Graph spectra and modal dynamics of oscillatory networks

Author(s)

Ayazifar, Babak, 1967-

Other Contributors

Massachusetts Institute of Technology. Dept. of Electrical Engineering and Computer Science.

Advisor

George C. Verghese.

Abstract

Our research focuses on developing design-oriented analytical tools that enable us to better understand how a network comprising dynamic and static elements behaves when it is set in oscillatory motion, and how the interconnection topology relates to the spectral properties of the system. Such oscillatory networks are ubiquitous, extending from miniature electronic circuits to large-scale power networks. We tap into the rich mathematical literature on graph spectra, and develop theoretical extensions applicable to networks containing nodes that have finite nonnegative weights-including nodes of zero weight, which occur naturally in the context of power networks.

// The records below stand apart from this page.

PR #2716, opened 2026-04-20
Fix static IP subnet mismatch when adding network to nic_group

vlast3k:
## Summary

- When adding a new network to existing instances in the same `nic_group`, the placement planner picked the first unclaimed static IP in the AZ without checking which cloud subnet it belonged to. This caused CPI errors (`Networks in nic_group have different subnet_ids`) when an AZ has multiple cloud subnets with interleaved static IP ranges.
- Store `cloud_properties` from the containing subnet on each `StaticIpToAzs` entry. When selecting an IP for a network that shares a `nic_group` with an already-assigned sibling, constrain the lookup to IPs on a subnet with matching `cloud_properties`.
- Fail with a clear error when no matching IP is available, instead of silently assigning a mismatched one.

## What changed

**`networks_to_static_ips.rb`**
- `StaticIpToAzs` struct now includes `cloud_properties`
- `create()` records the subnet's `cloud_properties` for each IP
- Added `find_by_network_az_and_cloud_properties` and `next_ip_for_network_with_cloud_properties`

**`static_ips_availability_zone_picker.rb`**
- `create_network_plan_with_az` looks up the cloud_properties of an already-assigned sibling in the same nic_group, then constrains IP selection to matching subnets
- Added `nic_group_sibling_cloud_properties` helper

**Tests**
- `networks_to_static_ips_spec.rb`: cloud_properties storage and filtered lookup
- `static_ips_availability_zone_picker_spec.rb`: multi-subnet nic_group pairing, mismatch error, no-nic_group unchanged behavior

## Context

On AWS, all networks in a `nic_group` must resolve to the same ENI subnet. Landscapes with multiple `/24` subnets per AZ and interleaved static IP ranges hit this when enabling IPv6 (adding a second network to the nic_group). BOSH assigned IPv6 IPs on a different subnet than the existing IPv4 IPs because it only filtered by AZ, not by cloud subnet.

Verified against a production cloud config: paired IPv4/IPv6 subnets sharing a `nic_group` have identical `cloud_properties` (same AWS subnet ID, same security groups), because AWS subnets are dual-stack and a `nic_group` maps to a single ENI. Full `cloud_properties` hash equality is the correct comparison — narrowing to just the `subnet` key would be fragile and CPI-specific.

## Test plan

- [ ] Existing placement planner specs pass (no behavioral change when nic_group is not used)
- [ ] New spec: two networks in nic_group, two subnets per AZ with different cloud_properties — IPs are paired on matching subnets
- [ ] New spec: mismatched static IPs (no IP on sibling subnet) raises clear error
- [ ] New spec: without nic_group, behavior unchanged
- [ ] Integration test on a landscape with multi-subnet AZ + dual-stack nic_group

### DIFF
--- a/src/bosh-director/lib/bosh/director/deployment_plan/placement_planner/static_ips_availability_zone_picker.rb
+++ b/src/bosh-director/lib/bosh/director/deployment_plan/placement_planner/static_ips_availability_zone_picker.rb
@@ -123,9 +123,13 @@ module Bosh
                                    @networks_to_static_ips.next_ip_for_network(network)
                                  end
               if static_ip_to_azs.nil?
+                if sibling_cloud_props
+                  raise Bosh::Director::NetworkReservationError,
+                        "Failed to find a static IP for network '#{network.name}' on a matching subnet " \
+                        "in nic_group '#{network.nic_group}'"
+                end
                 raise Bosh::Director::NetworkReservationError,
-                      "Failed to find a static IP for network '#{network.name}' on a matching subnet " \
-                      "in nic_group '#{network.nic_group}'"
+                      'Failed to distribute static IPs to satisfy existing instance reservations'
               end
               if static_ip_to_azs.az_names.size == 1
                 az_name = static_ip_to_azs.az_names.first
@@ -290,6 +294,7 @@ module Bosh
 
             instance_plan.network_plans.each do |plan|
               sibling_network = @job_networks.find { |jn| jn.deployment_network == plan.reservation.network }
+              next if sibling_network == network
               next unless sibling_network&.nic_group == network.nic_group
               next unless plan.reservation.ip
 
--- a/src/bosh-director/lib/bosh/director/deployment_plan/placement_planner/static_ips_availability_zone_picker.rb
+++ b/src/bosh-director/lib/bosh/director/deployment_plan/placement_planner/static_ips_availability_zone_picker.rb
@@ -115,8 +115,18 @@ module Bosh
           def create_network_plan_with_az(instance_plan, network, instance_plans)
             desired_instance = instance_plan.desired_instance
             instance = instance_plan.instance
+            sibling_cloud_props = nic_group_sibling_cloud_properties(instance_plan, network)
             if desired_instance.az.nil?
-              static_ip_to_azs = @networks_to_static_ips.next_ip_for_network(network)
+              static_ip_to_azs = if sibling_cloud_props
+                                   @networks_to_static_ips.next_ip_for_network_with_cloud_properties(network, sibling_cloud_props)
+                                 else
+                                   @networks_to_static_ips.next_ip_for_network(network)
+                                 end
+              if static_ip_to_azs.nil?
+                raise Bosh::Director::NetworkReservationError,
+                      "Failed to find a static IP for network '#{network.name}' on a matching subnet " \
+                      "in nic_group '#{network.nic_group}'"
+              end
               if static_ip_to_azs.az_names.size == 1
                 az_name = static_ip_to_azs.az_names.first
                 @logger.debug("Assigning az '#{az_name}' to instance '#{instance}'")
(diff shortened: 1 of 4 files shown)


vlast3k:
## Validation: `cloud_properties` hash equality is safe

A potential concern was raised during review: is full `cloud_properties == cloud_properties` hash equality too strict? Could paired IPv4/IPv6 subnets in the same `nic_group` have slightly different `cloud_properties`?

**Verified against a production AWS cloud config.** When two BOSH networks share a `nic_group` (e.g., IPv4-ext and IPv6-single-ext), their subnets in each AZ reference the **same AWS subnet** — because AWS subnets are dual-stack by default and a `nic_group` maps to a single ENI. The `cloud_properties` hashes are identical:

```yaml
# IPv4 network, z1, subnet 1
cloud_properties:
  security_groups: [sg-aaa, sg-bbb, sg-ccc, sg-ddd]
  subnet: subnet-12345

# IPv6 network, z1, subnet 1
cloud_properties:
  security_groups: [sg-aaa, sg-bbb, sg-ccc, sg-ddd]
  subnet: subnet-12345
```

All 8 subnets across both networks were 1:1 matched — same `subnet` ID, same `security_groups` list. The only differences between the two BOSH subnets are in non-cloud_properties fields (`range`, `gateway`, `dns`, `static`).

**Conclusion:** Full hash equality is correct. Narrowing the comparison to just the `subnet` key would be fragile — it assumes the cloud_properties schema, which varies by CPI (AWS vs GCP vs Azure vs vSphere).

rkoster (approved):

plamen-bardarov (approved):

vlast3k:
The PR was successfully validated in a test landscape. The challenge to reproduce it was the fact that if the IPs are properly distributed across the VMs, and subnets it does not trigger. So they had to be intentionally mixed, what actually happens in real life, when VMs are added and removed and assigned VMs from subnets (we faced it in 7+ old CF Deployment)
@neddp

fmoehler (approved):

src/bosh-director/lib/bosh/director/deployment_plan/placement_planner/static_ips_availability_zone_picker.rb
```diff
@@ -115,8 +115,22 @@ def place_new_instance_plans(desired_instances, instance_plans)
...
             desired_instance = instance_plan.desired_instance
             instance = instance_plan.instance
+            sibling_cloud_props = nic_group_sibling_cloud_properties(instance_plan, network)
             if desired_instance.az.nil?
-              static_ip_to_azs = @networks_to_static_ips.next_ip_for_network(network)
+              static_ip_to_azs = if sibling_cloud_props
+                                   @networks_to_static_ips.next_ip_for_network_with_cloud_properties(network, sibling_cloud_props)
+                                 else
+                                   @networks_to_static_ips.next_ip_for_network(network)
+                                 end
```
aramprice, line 124: This same conditional appears on lines [143-147](https://github.com/cloudfoundry/bosh/pull/2716/changes#diff-ecf18ba14f5a2a51e6b44bc8704f191acfd33ab78dd46f16234b6c3d778f2f7eR143-R147) below, should it move into some method? Possibly on `@networks_to_static_ips`?

aramprice (approved):
Looks good, thanks for tracking this down. I suggested an optional cleanup.

neddp (approved):
LGTM

src/bosh-director/lib/bosh/director/deployment_plan/placement_planner/static_ips_availability_zone_picker.rb
vlast3k: @aramprice the code is actually a bit different, and if we extract them to a dedicated method, it would need to take a handful of params. IMO  if this becomes a bit more complex it would make sense to refactor it. I would leave it like this, but if you prefer to encapsulate it within networks_to_static_ips i could do it as well

Ivaylogi98 (approved):

aramprice (approved):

We develop new spectral graph-theoretic results spawned by our engineering interests, including generalizations (to node-weighted graphs) of various structure-based eigenvalue bounds. The central results of this thesis concern the phenomenon of dynamic coherency, in which clusters of vertices move in unison relative to each other. Our research exposes the relation between coherency and network structure and parameters. We study both approximate and exact dynamic coherency. Our new understanding of coherency leads to a number of results. We expose a conceptual link between theoretical coherency and the confinement of an oscillatory mode to a node cluster. We show how the eigenvalues of a coherent graph relate to those of its constituent clusters.
(cont.) We use our eigenvalue expressions to devise a novel graph design algorithm; given a set of vertices (of finite positive weight) and a desired set of eigenvalues, we construct a graph that meets the specifications. Our novel graph design algorithm has two interesting corollaries: the graph eigenvectors have regions of support that monotonically decrease toward faster modes, and we can construct graphs that exactly meet our generalized eigenvalue bounds. It is our hope that the results of this thesis will contribute to a better understanding of the links between structure and dynamics in oscillatory networks.

Description

Thesis (Ph. D.)--Massachusetts Institute of Technology, Dept. of Electrical Engineering and Computer Science, February 2003.
Includes bibliographical references (leaves 186-191).
This electronic version was submitted by the student author. The certified thesis is available in the Institute Archives and Special Collections.

Date issued

2003

URI

http://hdl.handle.net/1721.1/16913

Department

Massachusetts Institute of Technology. Dept. of Electrical Engineering and Computer Science.
Massachusetts Institute of Technology. Department of Electrical Engineering and Computer Science

Publisher

Massachusetts Institute of Technology

Keywords

Electrical Engineering and Computer Science.